Mar 5 - Up early for our lonely breakfast in this silent hotel. Feeling down, as Bhutan was as enjoyable as I had hoped but now its over and we must return to the world of traffic and crowds.
A great deal has been said about Bhutan by visitors, and I cannot think of any who have left with any significant criticisms. The country has been able to so tightly control much about who visits, that those who make it here either don’t have to care about the cost, or (like us) who wring as much as they possibly can out of the experience. Granted, there isn’t much not to like, people do exude quiet happiness.
While here I felt like I so wanted Bhutan to succeed, in terms of being able to continue offering its people such continuity and lasting tradition. And it isn’t as though it is a Luddite paradise. Bhutan has linked with India in creating digital connectivity across many of the towns and villages. Last week, the current king’s son, Prince Jigme Namgyel Wangchuck, became Bhutan’s first digital citizen.

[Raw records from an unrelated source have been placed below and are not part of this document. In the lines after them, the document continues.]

Issue #7137, opened 2024-01-24
Unable to upload pictures on iPhone mobile device


aiise117:
### Describe the bug

Clicking the image upload button opens the folder by default instead of the album library. Unable to recognize image formats in the folder directory, and also unable to click to upload them. I hope you will take note of this issue
![IMG_2066](https://github.com/gradio-app/gradio/assets/114309081/d227ff40-bc70-4667-8ed4-572ffd1fbfce)

### Have you searched existing issues?  🔎

- [X] I have searched and found no existing issues

### Reproduction

```python
import gradio as gr

```

### Screenshot

![IMG_2063](https://github.com/gradio-app/gradio/assets/114309081/0b94476d-26e5-404c-b2fb-254512d33775)
![IMG_2064](https://github.com/gradio-app/gradio/assets/114309081/98342a2b-7ae8-4e57-955d-00b9c1a1d090)
![IMG_2065](https://github.com/gradio-app/gradio/assets/114309081/829e6408-5dc6-4392-8d08-dfcb63a36cd4)
![IMG_2066](https://github.com/gradio-app/gradio/assets/114309081/b31c0d36-1f0b-4c46-ae52-378fc60cfd35)

### System Info

```shell
Yes
```

### Severity

Blocking usage of gradio

freddyaboulton:
Hi @aiise117 ! 

The reason that the photo album doesn't open might be because the demo is using `gr.File` instead of `gr.Image`. Will investigate why images in your files are not allowed to be uploaded.

PR #7142, opened 2024-01-24
Remove kwargs from template components

freddyaboulton:
## Description

Closes: #7137

The issue is that only props that are explicitly listed in the __init__ are saved to the config. For this reason we removed **kwargs from the main components. We kept them in the templates by mistake.

I removed kwargs from the templates and made sure every parameter listed in the parent component is also listed in the template component. Also added a unit test to prevent this in the future.

Repro from original issue

```python
import gradio as gr

  

with gr.Blocks() as demo:

    files = gr.Files(interactive=True, file_types=["image"])

  

demo.launch(share=True)
```

Go to share link from your phone and upload a photo. You should be able to select from photo gallery.

https://github.com/gradio-app/gradio/assets/41651716/575c0798-d593-4c47-839a-953a77d88503

## 🎯 PRs Should Target Issues

## Tests

### DIFF
--- a/gradio/templates.py
+++ b/gradio/templates.py
@@ -294,7 +294,7 @@ class PlayableVideo(components.Video):
         | Callable
         | None = None,
         *,
-        format: str | None = "mp4",
+        format: Literal["mp4"] = "mp4",
         sources: list[Literal["upload", "webcam"]] | None = None,
         height: int | str | None = None,
         width: int | str | None = None,
@@ -356,7 +356,7 @@ class Microphone(components.Audio):
         self,
         value: str | Path | tuple[int, np.ndarray] | Callable | None = None,
         *,
-        sources: list[Literal["microphone"]] | None = None,
+        sources: list[Literal["upload", "microphone"]] | None = None,
         type: Literal["numpy", "filepath"] = "numpy",
         label: str | None = None,
         every: float | None = None,
@@ -382,7 +382,7 @@ class Microphone(components.Audio):
         sources = ["microphone"]
         super().__init__(
             value,
-            sources=sources,  # type: ignore
+            sources=sources,
             type=type,
             label=label,
             every=every,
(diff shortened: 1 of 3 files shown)


gradio/templates.py
```diff
@@ -262,31 +288,60 @@ class PlayableVideo(components.Video):
...
+        value: str
+        | Path
+        | tuple[str | Path, str | Path | None]
+        | Callable
+        | None = None,
         *,
-        format: Literal["mp4"] | None = "mp4",
-        sources: list[Literal["upload", "webcam"]] = ["upload"],  # noqa: B006
+        format: str | None = "mp4",
+        sources: list[Literal["upload", "webcam"]] | None = None,
```
freddyaboulton, line 298: switching to none because it's bad practice to have mutable default arguments in constructors

test/test_components.py
```diff
@@ -2955,3 +2956,12 @@ def test_constructor_args():
...
     }
+
+
+def test_template_component_configs(io_components):
+    template_components = [c for c in io_components if getattr(c, "is_template", False)]
+    for component in template_components:
+        component_parent_class = inspect.getmro(component)[1]
+        template_config = component().get_config()
+        parent_config = component_parent_class().get_config()
+        assert set(parent_config.keys()).issubset(set(template_config.keys()))
```
abidlabs, line 2967: Why do we assert for subset and not that the keys are identical?

abidlabs:
Nice PR @freddyaboulton! LGTM, just one question above

abidlabs (approved):

test/test_components.py
freddyaboulton: Because the custom buttons (gr.LogInButton) are templates but they add some keys. I think checking a subset is ok. We just need to make sure that everything in the parent is represented in the child's config.

abidlabs: Ah I didn't realize those were considered templates. Ok sg!

freddyaboulton:
Thanks for the review @abidlabs !!!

At the same time, I so do NOT want to see Bhutan be only a rich person’s playground. I saw one visitor family with two young children during our visit, otherwise the demographic was old and wealthy. I recently read an article about tourism in Thailand, where the government was debating how they might ‘filter’ types of tourists to only get ‘the right groups’ and weed out the others. The criteria were clear enough, relating directly to the expected level of spending. And of course, the only way to prove spending is that the tourist demonstrates, before entering the country, that they have already made hotel and tour reservations of a certain monetary level. So a soft Bhutan-style approach.